Nitria (also called the Mountain of Nitria or Petoou Mpihosm in Greek and Latin sources) is one of the earliest Christian monastic sites in Egypt and is located in the Nitrian Desert. It was the first of the three major centers of Christian monastic activity in the Lower Egypt, the other two being Kellia and Scetis.

History 

Nitria was founded in c. 325-330 by Amoun of Nitria and quickly attracted thousands of monks through the remainder of the 4th century. By 390, it had evolved from a loose collection of solitary monks to an organized settlement of multiple cenobitic monasteries, and included bankers, merchants, and sellers. Jerome, who visited Nitria in 386, said that it had over five-thousand monks.
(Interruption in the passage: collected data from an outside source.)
PR #202, opened 2024-03-04
Get or create join tocken on get-join-token

louiseschmidtgen:
## Description
Functionality to return the existing join-tocken when the `get-join-token` command is re-run.

### DIFF
--- a/src/k8s/pkg/k8sd/api/cluster_tokens.go
+++ b/src/k8s/pkg/k8sd/api/cluster_tokens.go
@@ -28,13 +28,33 @@ func postClusterJoinTokens(m *microcluster.MicroCluster, s *state.State, r *http
 	if req.Worker {
 		token, err = createWorkerToken(s)
 	} else {
-		token, err = m.NewJoinToken(req.Name)
+		token, err = getOrCreateJoinTocken(m, req.Name)
 	}
 	if err != nil {
 		return response.InternalError(fmt.Errorf("failed to create token: %w", err))
 	}
 
 	return response.SyncResponse(true, &apiv1.TokensResponse{EncodedToken: token})
+}
+
+func getOrCreateJoinTocken(m *microcluster.MicroCluster, tokenName string) (string, error) {
+	// grab token if it exists and return it
+	records, err := m.ListJoinTokens()
+	if err != nil {
+		return "", err
+	}
+	for _, record := range records {
+		if record.Name == tokenName {
+			return record.Token, nil
+		}
+	}
+
+	// if token does not exist, create a new one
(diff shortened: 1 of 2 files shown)


src/k8s/pkg/k8sd/api/cluster_tokens.go
```diff
@@ -40,6 +40,26 @@ func postClusterJoinTokens(m *microcluster.MicroCluster, s *state.State, r *http
 	return response.SyncResponse(true, &apiv1.TokensResponse{EncodedToken: token})
 }
 
+func getOrCreateJoinTocken(m *microcluster.MicroCluster, tokenName string) (string, error) {
+	// grab token if it exists and return it
+	records, err := m.ListJoinTokens()
+	if err != nil {
+		return "", err
```
neoaggelos, line 47: if we can't list the existing tokens, might as well try to create a new one instead of returning the error.

neoaggelos: for example, you can log the error here and do `m.NewJoinToken` instead. If I am creating a token, I don't expect to get a "failed to list tokens" error instead.

src/k8s/pkg/k8sd/api/cluster_tokens.go
```diff
@@ -40,6 +40,26 @@ func postClusterJoinTokens(m *microcluster.MicroCluster, s *state.State, r *http
...
+	for _, record := range records {
+		if record.Name == tokenName {
+			return record.Token, nil
+		}
+	}
+
+	// if token does not exist, create a new one
+	token, err := m.NewJoinToken(tokenName)
+	if err != nil {
+		return "", err
```
neoaggelos, line 58: wrap the error and add relevant context, e.g.
```suggestion
		return "", fmt.Errorf("failed to generate a new microcluster join token: %w", err)
```

src/k8s/pkg/k8sd/api/cluster_tokens.go
```diff
@@ -31,7 +31,7 @@ func postClusterJoinTokens(m *microcluster.MicroCluster, s *state.State, r *http
 	if req.Worker {
 		token, err = createWorkerToken(s)
 	} else {
-		token, err = m.NewJoinToken(hostname)
+		token, err = getOrCreateJoinTocken(m, hostname)
```
neoaggelos, line 34:
```suggestion
		token, err = getOrCreateJoinToken(m, hostname)
```

neoaggelos (commented):
Nice work, a couple of comments, mostly on style

PR #836, opened 2024-11-24
[Backport] fix: remove `--containerd` Kubelet cAdvisor arg. (#835)

bschimke95:
This patch removes the passing of the `--containerd` argument (value should be path to containerd socket) to `kubelet`.

This argument is actually not a kubelet argument per se, but instead it is a cAdvisor argument (1) which was accidentally transparently declared and shipped in kubelet a very long time ago, but had been explicitly declared within kubelet and marked deprecated since 2017 (2).

[1] https://github.com/google/cadvisor/blob/3888dda254a8fa12f1c96be24ffdc33288ea9071/container/containerd/factory.go#L34
[2] https://github.com/kubernetes/kubernetes/pull/57613/files#diff-fecc7baa0b61f11d37dfc453aef25acca98866e1924f7765ba5592ca58fc3045R143


berkayoz (approved):
LGTM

Palladius of Galatia, who lived there in 390, gave a similar estimate in his Lausaic History.

Christian pilgrims from the nearby city of Alexandria visited Nitria in large numbers, the monks servicing their needs. Other monks sought more remote areas, away from tourists and merchants, and established a monastic center in Kellia c. 338.

The monastic population in Nitria declined during the fifth and sixth centuries, and the site was abandoned sometime in the middle of the seventh century. Nitria should not be confused with the monasteries at Wadi El Natrun (formally known as Scetis), which are still in existence.

Onomatology 
Nitria was named after a nearby town which took its name from the natural deposits of natron, a salt used by the Ancient Egyptians in the embalming of mummies. The English and German word "natron" was first a French cognate which has its origin from the Spanish "natrón" through Latin "natrium" and Greek "nitron" (νίτρον). This root derives from the Ancient Egyptian word "nṯrj". Natron refers to Wadi El Natrun (English: Natron Valley) in Egypt, where natron salt was mined by the ancient Copts and Egyptians. Natron was also used for washing garments. This led to the symbolism that Nitria is where men's sins were washed away.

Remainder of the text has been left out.